» **Work order**: Those lines of the data that hold the word "header" are to be copied out.

» **Material provided**:
PR #258, opened 2020-03-31
Replace `Authentication` with `Authorization` header in CORS example code

David3141:
Using the standard `Authorization` header instead of `Authentication` in the example code might prevent errors for people using it in an API-only server (like me, lol)—especially since it's so far back in the line. If `Authentication` was intended: Sorry and feel free to just close this PR!


jwoertink (approved):
Good catch! I think this was my bad. I may have just typed it out without reading 😅  `Authorization` should be the right one here.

» **Exercise answer**:
Replace `Authentication` with `Authorization` header in CORS example code
Using the standard `Authorization` header instead of `Authentication` in the example code might prevent errors for people using it in an API-only server (like me, lol)—especially since it's so far back in the line. If `Authentication` was intended: Sorry and feel free to just close this PR!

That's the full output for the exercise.